= Akira Toriyama (ophthalmologist) =

Japanese ophthalmologist and photographer

Akira Toriyama (鳥山 晃, Toriyama Akira) was a Japanese ophthalmologist and photographer. During his career, he became president of Showa University and also had his photography exhibited and published.

==Biography and medical career==
Akira Toriyama was born on 20 June 1898 in Shinagawa-machi, Ebara-gun (now Shinagawa-ku), Tokyo. He studied medicine at Tokyo Imperial University, graduating in 1926. His health was not good, and he is said to have been nudged toward ophthalmology by his own professor, who believed that the relatively stable working hours of an ophthalmologist would be better for Toriyama. In 1928, Toriyama became a professor of ophthalmology at Showa Medical School and he continued at the school as it became Showa Medical University and later Showa University, whose president he became in 1969. Toriyama also became chairman of the university's board of directors; he retired from both positions in 1988 but continued as an adviser. He died on 30 November 1994.

Toriyama was awarded the Order of the Sacred Treasure, Second Class, in 1971, and Upper Fourth Rank (正四位), in 1994.

==Photography==
In 1934, Toriyama realized that his work as an ophthalmologist gave him some spare time, and his uncle the amateur photographer Yasunari Toriyama introduced him to the Japan Photographic Society (JPS), where the skills of the younger man quickly developed. By 1937, his works were appearing in group shows in Paris, France, and Amsterdam, Netherlands, as well as Japan.
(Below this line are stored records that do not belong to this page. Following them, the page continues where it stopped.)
PR #444, opened 2025-08-29
test: Add reference tests

EverythingElseWasAlreadyTaken:
A pytest-based framework for testing FABulous against reference projects with regression testing capabilities.

See [tests/reference_tests/README.md](https://github.com/EverythingElseWasAlreadyTaken/FABulous/blob/1aa3e6a6d244599a3eae93812e02164f9aa20dfd/tests/reference_tests/README.md) for more information.

These are the executed tests:
https://github.com/FPGA-Research/FABulous-demo-projects/blob/main/reference_projects_config.yaml

### DIFF
--- a/tests/reference_tests/conftest.py
+++ b/tests/reference_tests/conftest.py
@@ -1,0 +1,118 @@
+"""Pytest configuration and fixtures for reference testing."""
+
+import os
+from pathlib import Path
+
+import pytest
+
+from tests.reference_tests.helpers import download_reference_projects
+from tests.reference_tests.reference_projects_test import load_reference_projects_config
+
+
+# Session-level configuration storage
+class SessionConfig:
+    """Centralized configuration that can be modified during session start."""
+    def __init__(self) -> None:
+        self.projects_dir: Path
+        self.projects_conf: Path
+        self.repo_url: str
+        self.download_projects: bool
+        self.verbose: bool
+
+# globasl session config instance
+_session_config = SessionConfig()
+
+
+@pytest.fixture(autouse=True)
+def test_environment():
+    """Setup test environment for FABulous - reusing existing CLI test env setup."""
+    fabulous_root = str(Path(__file__).resolve().parent.parent.parent / "FABulous")
+    original_env = {}
+
+    # Save original environment
+    for key in ["FAB_ROOT", "FAB_PROJ_DIR", "FABULOUS_TESTING"]:
+        original_env[key] = os.environ.get(key)
+
+    # Set test environment
+    os.environ["FAB_ROOT"] = fabulous_root
+    os.environ["FABULOUS_TESTING"] = "TRUE"
+
+    yield
+
+    # Restore original environment
+    for key, value in original_env.items():
+        if value is None:
+            os.environ.pop(key, None)
+        else:
+            os.environ[key] = value
+
+
+@pytest.fixture(scope="session")
+def config_path() -> Path:
+    """Get the reference projects config path from session config."""
+    if _session_config.projects_conf is None:
+        raise RuntimeError("Session config not initialized. This should be set in pytest_sessionstart.")
+    return _session_config.projects_conf
+
+@pytest.fixture(scope="session")
+def projects_dir() -> Path:
+    """Get the projects directory from session config."""
+    if _session_config.projects_dir is None:
+        raise RuntimeError("Session config not initialized. This should be set in pytest_sessionstart.")
+    return _session_config.projects_dir
+
+
+@pytest.fixture
+def reference_projects_config(config_path: Path) -> list:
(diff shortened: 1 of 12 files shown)


tests/reference_tests/conftest.py
```diff
@@ -0,0 +1,118 @@
...
+        self.repo_url: str
+        self.download_projects: bool
+        self.verbose: bool
+
+# globasl session config instance
+_session_config = SessionConfig()
+
+
+@pytest.fixture(autouse=True)
+def test_environment():
```
KelvinChung2000: I have done something similar in the test_CLI, I recall that one of my PR has moved this out to the toplevel conftest. Do you think we should move this out now, then, and deal with it later when I rebase?

tests/reference_tests/conftest.py
```diff
@@ -0,0 +1,118 @@
...
+    """Setup test environment for FABulous - reusing existing CLI test env setup."""
+    fabulous_root = str(Path(__file__).resolve().parent.parent.parent / "FABulous")
+    original_env = {}
+
+    # Save original environment
+    for key in ["FAB_ROOT", "FAB_PROJ_DIR", "FABULOUS_TESTING"]:
+        original_env[key] = os.environ.get(key)
+
+    # Set test environment
+    os.environ["FAB_ROOT"] = fabulous_root
```
KelvinChung2000: Rather than directly modify the `env`, you can use `monkeypatch.setenv`, which avoids state leaking.

tests/reference_tests/reference_projects_test.py
```diff
@@ -0,0 +1,258 @@
...
+    language: str,
+    caplog: pytest.LogCaptureFixture,
+    commands: list[str] | None = None,
+    skip_on_fail: bool = False,
+) -> tuple[FABulous_CLI, dict[str, Any]]:
+    """Run standard FABulous commands using existing test patterns."""
+
+    setup_logger(0, False)
+
+    os.environ["FAB_PROJ_DIR"] = str(project_path)
```
KelvinChung2000: change to use `monkeypatch`

tests/reference_tests/reference_projects_test.py
```diff
@@ -0,0 +1,258 @@
...
+
+        metafunc.parametrize(
+            "project", active_projects, ids=[p.name for p in active_projects]
+        )
+    else:
+        raise RuntimeError("No 'project' fixture found in test function.")
+
+
+def test_reference_project_execution(
+    project: ReferenceProject, tmp_path: Path, caplog: pytest.LogCaptureFixture) -> None:
```
KelvinChung2000: The `caplog` here will need a special caplog if you are gathering the log from `loguru`, I have a custom `caplog` fixture implemented in `CLI_test`

tests/reference_tests/reference_projects_test.py
```diff
@@ -0,0 +1,258 @@
...
+def run_fabulous_commands_with_logging(
+    project_path: Path,
+    language: str,
+    caplog: pytest.LogCaptureFixture,
+    commands: list[str] | None = None,
+    skip_on_fail: bool = False,
+) -> tuple[FABulous_CLI, dict[str, Any]]:
+    """Run standard FABulous commands using existing test patterns."""
+
+    setup_logger(0, False)
```
KelvinChung2000: This can be in the env setup

tests/reference_tests/reference_projects_test.py
```diff
@@ -0,0 +1,258 @@
...
+            projects.append(project)
+        except KeyError as e:
+            logger.warning(f"Invalid project config, missing key {e}: {project_data}")
+        except Exception as e:  # noqa: BLE001
+            logger.warning(f"Failed to load project config: {e}")
+
+    return projects
+
+
+def run_fabulous_commands_with_logging(
```
KelvinChung2000: I think this in helper make more sense.

Maybe we can merge this with the `cli` fixture such that the `cli` fixture is a generator fixture which return a `cli` factory, and we can pass argument into the to the factory to get a configured CLI.

KelvinChung2000: After a bit more thinking, this also means the `CLI_test` will need to be updated as well. Could be done in  the future

KelvinChung2000 (changes requested):

tests/reference_tests/reference_projects_test.py
EverythingElseWasAlreadyTaken: I've moved it to helpers, we can change this in a dedicated PR

EverythingElseWasAlreadyTaken:
I've created a global conftest.py, where I moved all shared fixtures and functions.

KelvinChung2000 (approved):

Toriyama's membership of JPS was central to his photography, and JPS retained (for example as the title of its magazine) Shinzō Fukuhara's phrase from the 1920s, "Light with its harmony" (光と其諧調, Hikari to sono kaichō). Ryūichi Kaneko points out that the work of JPS changed with the times: from a start that rejected certain painterly influences on photography but that embraced the subject-matter and composition of traditional Japanese aesthetics, it moved to include the portrayal of urban scenes and fragments. Kaneko says that, influenced by Rosō Fukuhara, Toriyama went further; for example, in his photography of plants "his emphasis on the sculptural qualities of leaves, stems, and branches is fresh even today"; further, that his style is similar to that of Shōji Ueda, Akira Nomura, and other photographers of the generation who emerged in the late 1930s and are thought of as modernists rather than pictorialists. Kaneko concludes that "[Toriyama's] work clearly testifies to [his] Modernist will to live his own life, to express himself, to the full."

As his medical career progressed, Toriyama's photography continued but went largely unremarked. Following his death, Tomio Yoshikawa (吉川富夫, Yoshikawa Tomio) of Showa University visited his house and learned that he had left an enormous number of photographs. Yoshikawa soon had a collection of these published. Following this, Toriyama's family and ophthalmologists from Showa University discovered further large numbers of photographs and had selections of these published. First came Photographs by Akira Toriyama (1997), a lavish collection of well over a hundred monochrome photographs from the late thirties, reproduced in sepia. This was followed by A Visit to Showa (1999), a smaller collection of reproductions of colour slides thought to have been taken between 1962 and 1967. ("Showa" here refers to the Shōwa period, which gave its name to the medical school where Toriyama worked.)

==Books==
- Kyōmaku shikkan (鞏膜疾患, Scleral diseases). Nihon Ganka Zensho 18. Tokyo: Nihon Isho Shuppan, 1953.
- Toriyama Akira shashinshū (鳥山晃写真集) / Photographs by Akira Toriyama. Tokyo: Mitsumura Printing, BeeBooks, 1997. ISBN 4-89615-929-2. Captions and texts in Japanese and English.
- Toriyama Akira shashinshū: Shōwa raikan (鳥山晃写真集 昭和来観) / A Visit to Showa. Tokyo: Mitsumura Printing, BeeBooks, 1999. ISBN 4-89615-953-5. Captions in Japanese and English, most texts in both Japanese and English but some in Japanese only.